PROBLEM TO SOLVE
Retype the listing that follows, exactly as written.

━━━ MATERIAL PROVIDED ━━━

PR #793, opened 2026-07-29
feat: combined patrol download config task (set_patrol_download_params)

Yun-Wu:
## Summary
- Add `set_patrol_download_params` to `ecoscope.platform.tasks.config`: combined patrol track + event download configuration (filetypes for both branches, AdvancedField filename prefixes defaulting to `patrol_tracks` / `patrol_events`), returning a 4-tuple.
- Add scalar splitters `get_patrol_track_filetypes` / `get_patrol_track_filename_prefix` / `get_patrol_event_filetypes` / `get_patrol_event_filename_prefix` — the workflow spec template engine cannot subscript returns.
- Mirrors the existing `set_download_params` (wt-download-subjects) pattern; consumed by the wt-download-patrols merged 'Patrol Track & Event Download File Format' card.
- Tests: `tests/platform/tasks/test_set_patrol_download_params.py` (6 tests).

## Unrelated CI deflake
- Seed the GAMM MCMC sampler in tests: `test_gamm_regressor_population_predict` intermittently failed because the shared `fitted_gamm` fixture ran unseeded MCMC (1 chain, 100 draws/tune), occasionally estimating the site random intercepts poorly. `GAMMRegressor` now accepts a `random_seed` passed through to the sampler, and the fixture sets `random_seed=42`.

━━━

REPLY TO THE EXERCISE
PR #793, opened 2026-07-29
feat: combined patrol download config task (set_patrol_download_params)

Yun-Wu:
## Summary
- Add `set_patrol_download_params` to `ecoscope.platform.tasks.config`: combined patrol track + event download configuration (filetypes for both branches, AdvancedField filename prefixes defaulting to `patrol_tracks` / `patrol_events`), returning a 4-tuple.
- Add scalar splitters `get_patrol_track_filetypes` / `get_patrol_track_filename_prefix` / `get_patrol_event_filetypes` / `get_patrol_event_filename_prefix` — the workflow spec template engine cannot subscript returns.
- Mirrors the existing `set_download_params` (wt-download-subjects) pattern; consumed by the wt-download-patrols merged 'Patrol Track & Event Download File Format' card.
- Tests: `tests/platform/tasks/test_set_patrol_download_params.py` (6 tests).

## Unrelated CI deflake
- Seed the GAMM MCMC sampler in tests: `test_gamm_regressor_population_predict` intermittently failed because the shared `fitted_gamm` fixture ran unseeded MCMC (1 chain, 100 draws/tune), occasionally estimating the site random intercepts poorly. `GAMMRegressor` now accepts a `random_seed` passed through to the sampler, and the fixture sets `random_seed=42`.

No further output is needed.